Task brief: From the records below, copy out exactly the lines from the one containing "PR #310, opened 2024-10-09" to the one containing "Adds vanities support.", both included. Add nothing else.

(Material provided begins)

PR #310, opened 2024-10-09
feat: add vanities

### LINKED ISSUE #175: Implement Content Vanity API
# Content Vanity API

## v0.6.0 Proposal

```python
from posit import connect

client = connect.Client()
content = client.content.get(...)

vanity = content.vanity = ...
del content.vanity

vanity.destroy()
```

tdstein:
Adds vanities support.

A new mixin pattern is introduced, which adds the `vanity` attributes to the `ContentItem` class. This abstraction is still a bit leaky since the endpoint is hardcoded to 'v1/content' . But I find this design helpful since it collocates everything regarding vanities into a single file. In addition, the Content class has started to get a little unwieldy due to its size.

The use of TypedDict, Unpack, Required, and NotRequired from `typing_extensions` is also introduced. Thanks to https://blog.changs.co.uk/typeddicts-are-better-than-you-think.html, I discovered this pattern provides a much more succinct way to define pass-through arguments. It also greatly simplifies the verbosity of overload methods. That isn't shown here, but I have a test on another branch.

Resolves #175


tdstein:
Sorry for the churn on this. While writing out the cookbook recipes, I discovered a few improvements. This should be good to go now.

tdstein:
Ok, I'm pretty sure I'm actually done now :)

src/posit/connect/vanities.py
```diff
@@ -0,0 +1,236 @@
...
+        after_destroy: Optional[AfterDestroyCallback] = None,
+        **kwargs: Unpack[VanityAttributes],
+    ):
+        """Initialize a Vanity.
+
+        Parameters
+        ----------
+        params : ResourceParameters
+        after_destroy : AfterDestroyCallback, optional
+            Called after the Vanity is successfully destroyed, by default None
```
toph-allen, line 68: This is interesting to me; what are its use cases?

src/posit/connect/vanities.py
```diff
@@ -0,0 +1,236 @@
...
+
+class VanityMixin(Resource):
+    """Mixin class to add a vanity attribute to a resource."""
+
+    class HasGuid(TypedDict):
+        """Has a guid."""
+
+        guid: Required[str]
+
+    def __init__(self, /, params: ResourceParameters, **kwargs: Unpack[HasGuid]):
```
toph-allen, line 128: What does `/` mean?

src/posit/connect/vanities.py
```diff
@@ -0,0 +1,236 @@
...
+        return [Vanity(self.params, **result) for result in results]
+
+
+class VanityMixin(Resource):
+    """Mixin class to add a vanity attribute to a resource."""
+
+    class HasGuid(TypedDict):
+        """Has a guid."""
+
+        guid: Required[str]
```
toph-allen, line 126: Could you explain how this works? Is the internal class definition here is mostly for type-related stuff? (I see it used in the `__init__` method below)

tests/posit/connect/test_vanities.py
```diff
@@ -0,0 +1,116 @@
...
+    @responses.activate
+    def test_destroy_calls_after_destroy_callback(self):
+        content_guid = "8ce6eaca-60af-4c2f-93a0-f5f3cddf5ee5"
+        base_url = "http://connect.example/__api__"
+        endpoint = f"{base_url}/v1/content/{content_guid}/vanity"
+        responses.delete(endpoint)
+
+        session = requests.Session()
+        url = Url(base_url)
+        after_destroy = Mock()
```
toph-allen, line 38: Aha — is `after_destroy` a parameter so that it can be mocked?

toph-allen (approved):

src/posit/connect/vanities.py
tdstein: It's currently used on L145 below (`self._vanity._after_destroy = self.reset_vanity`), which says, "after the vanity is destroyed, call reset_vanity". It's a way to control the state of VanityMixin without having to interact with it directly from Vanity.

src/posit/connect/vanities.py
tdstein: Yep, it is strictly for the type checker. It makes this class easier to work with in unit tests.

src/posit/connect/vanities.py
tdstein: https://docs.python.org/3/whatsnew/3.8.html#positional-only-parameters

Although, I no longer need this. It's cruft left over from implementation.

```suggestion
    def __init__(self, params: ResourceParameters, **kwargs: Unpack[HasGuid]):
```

(Material provided ends)
(Material provided begins)

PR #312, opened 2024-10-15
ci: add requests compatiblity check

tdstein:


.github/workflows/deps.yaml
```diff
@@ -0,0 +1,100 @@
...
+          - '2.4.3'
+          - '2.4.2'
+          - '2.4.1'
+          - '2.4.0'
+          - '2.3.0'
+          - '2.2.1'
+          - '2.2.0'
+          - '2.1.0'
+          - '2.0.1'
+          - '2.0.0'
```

(Material provided ends)
(Material provided begins)

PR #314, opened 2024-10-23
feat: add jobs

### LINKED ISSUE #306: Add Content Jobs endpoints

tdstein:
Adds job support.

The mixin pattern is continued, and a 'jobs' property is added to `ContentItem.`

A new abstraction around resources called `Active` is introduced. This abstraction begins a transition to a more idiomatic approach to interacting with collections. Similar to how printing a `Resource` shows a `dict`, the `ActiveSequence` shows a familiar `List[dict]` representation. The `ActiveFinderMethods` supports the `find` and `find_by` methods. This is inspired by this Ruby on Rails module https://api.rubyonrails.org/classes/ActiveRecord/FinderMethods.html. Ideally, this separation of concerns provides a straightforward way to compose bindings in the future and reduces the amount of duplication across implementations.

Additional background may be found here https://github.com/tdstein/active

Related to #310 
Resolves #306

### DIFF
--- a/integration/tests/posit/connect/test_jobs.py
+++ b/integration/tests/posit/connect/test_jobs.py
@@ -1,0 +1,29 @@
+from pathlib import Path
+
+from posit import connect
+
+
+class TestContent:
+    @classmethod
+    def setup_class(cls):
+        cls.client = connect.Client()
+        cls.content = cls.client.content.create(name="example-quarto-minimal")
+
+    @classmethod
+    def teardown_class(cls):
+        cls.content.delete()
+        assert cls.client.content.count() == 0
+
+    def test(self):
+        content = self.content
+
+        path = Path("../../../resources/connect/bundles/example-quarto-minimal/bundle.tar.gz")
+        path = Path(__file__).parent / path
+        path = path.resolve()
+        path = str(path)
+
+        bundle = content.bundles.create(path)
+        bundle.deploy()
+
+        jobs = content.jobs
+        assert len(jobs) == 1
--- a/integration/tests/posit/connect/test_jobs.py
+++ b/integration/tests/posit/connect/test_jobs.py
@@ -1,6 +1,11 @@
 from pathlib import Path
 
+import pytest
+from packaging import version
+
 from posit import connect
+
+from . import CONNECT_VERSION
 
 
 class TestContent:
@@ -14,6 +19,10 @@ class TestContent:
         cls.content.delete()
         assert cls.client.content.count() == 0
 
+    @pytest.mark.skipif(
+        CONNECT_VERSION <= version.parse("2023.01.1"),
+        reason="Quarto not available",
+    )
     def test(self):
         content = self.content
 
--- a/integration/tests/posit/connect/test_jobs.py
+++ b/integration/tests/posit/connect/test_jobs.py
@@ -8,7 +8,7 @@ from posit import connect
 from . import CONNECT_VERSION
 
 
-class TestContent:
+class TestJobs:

(Material provided ends)

Expected output:
PR #310, opened 2024-10-09
feat: add vanities

### LINKED ISSUE #175: Implement Content Vanity API
# Content Vanity API

## v0.6.0 Proposal

```python
from posit import connect

client = connect.Client()
content = client.content.get(...)

vanity = content.vanity = ...
del content.vanity

vanity.destroy()
```

tdstein:
Adds vanities support.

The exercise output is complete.